Netflix’s newly announced Netflix Prize 2 would challenge competitors to recommend movies based on demographic and behavioral data. But one privacy expert says the company should pull the contest before it even launches, because the data Netflix is offering up about its users cannot truly be anonymized.
Netflix said yesterday it would be offering up a dataset of more than 100 million items including age, gender, ZIP code, genre ratings and previously chosen movies for many users. Paul Ohm, an associate professor of law at the University of Colorado Law School who blogs at Freedom to Tinker, called it a “multimillion-dollar privacy blunder” in the making.
Ohm quotes a study by computer science professor Latanya Sweeney that showed 87 percent of Americans can be identified by the combination of their gender, ZIP code and birth date. He says:
True, Netflix plans to release age not birth date, but simple arithmetic shows that for many people in the country, gender plus ZIP code plus age will narrow their private movie preferences down to at most a few hundred people. Netflix needs to understand the concept of “information entropy”: Even if it is not revealing information tied to a single person, it is revealing information tied to so few that we should consider this a privacy breach.

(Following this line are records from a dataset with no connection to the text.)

PR #488, opened 2019-06-25
Request init hook version sync

SammyK:
### Description

This PR does version checks in the request init hook to ensure that the version of the extension matches the version in userland code. If the versions don't match, then the tracer does not run. This prevents the extension and PHP code from getting out of sync (which can happen after upgrading the tracer and before restarting the SAPI.)

The extension version is exposed via a new userland constant `DD_TRACE_VERSION`.

One thing to keep in mind. Until we remove `Tracer::VERSION`, we need to update the version number in three places for version bumps:

1. **src/ext/version.h**
2. **src/DDTrace/Tracer.php** (`Tracer::VERSION`; deprecated in this PR)
3. **src/DDTrace/version.php** (new; accessed via `Tracer::version()`)

### Readiness checklist

### DIFF
--- a/Makefile
+++ b/Makefile
@@ -4,8 +4,8 @@ BUILD_DIR := tmp/build_$(BUILD_SUFFIX)
 SO_FILE := $(BUILD_DIR)/modules/ddtrace.so
 WALL_FLAGS := -Wall -Wextra
 CFLAGS := -O2 $(WALL_FLAGS)
-VERSION:=$(shell cat src/DDTrace/Tracer.php | grep VERSION | awk '{print $$NF}' | cut -d\' -f2)
-VERSION_WITHOUT_SUFFIX:=$(shell cat src/DDTrace/Tracer.php | grep VERSION | awk '{print $$NF}' | cut -d\' -f2 | cut -d- -f1)
+VERSION:=$(shell cat src/DDTrace/version.php | grep return | awk '{print $$2}' | cut -d\' -f2)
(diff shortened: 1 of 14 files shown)


Makefile
```diff
@@ -143,6 +143,7 @@ verify_version:
 	@grep -q "<release>$(VERSION_WITHOUT_SUFFIX)</release>" package.xml || (echo package.xml release version missmatch && exit 1)
 	@grep -q "<api>$(VERSION_WITHOUT_SUFFIX)</api>" package.xml || (echo package.xml api version missmatch && exit 1)
 	@grep -q "#define PHP_DDTRACE_VERSION \"$(VERSION)" src/ext/version.h || (echo src/ext/version.h Version missmatch && exit 1)
+	@grep -q "const VERSION = '$(VERSION)" src/DDTrace/Tracer.php || (echo src/DDTrace/Tracer.php Version missmatch && exit 1)
```
pawelchcki: ❤️

src/DDTrace/Tracer.php
```diff
@@ -522,4 +530,15 @@ public function getSafeRootSpan()
...
+
+    /**
+     * @return string
+     */
+    public static function version()
+    {
+        if (empty(self::$version)) {
+            self::$version = include __DIR__ . '/version.php';
+        }
+        return self::$version;
```
pawelchcki: 👍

The anonymization of Netflix data had actually come into question with the previous contest as well, which only gave out user ratings. Researchers were able to “break the anonymity of the dataset,” though Ohm said that he ultimately believes Netflix acted responsibly — the first time around.
The specific law Netflix might be breaking now is the Video Privacy Protection Act, said Ohm, which as he says “prohibits a ‘video tape service provider’ (a broadly defined term) from revealing ‘personally identifiable information’ about its customers,” and entails “not less than $2,500” in damages for each violation. It’s possible that Netflix’s terms of service might protect the company, but Ohm thinks that given the current research around so-called anonymous data sets, Netflix would likely face millions of dollars in damages.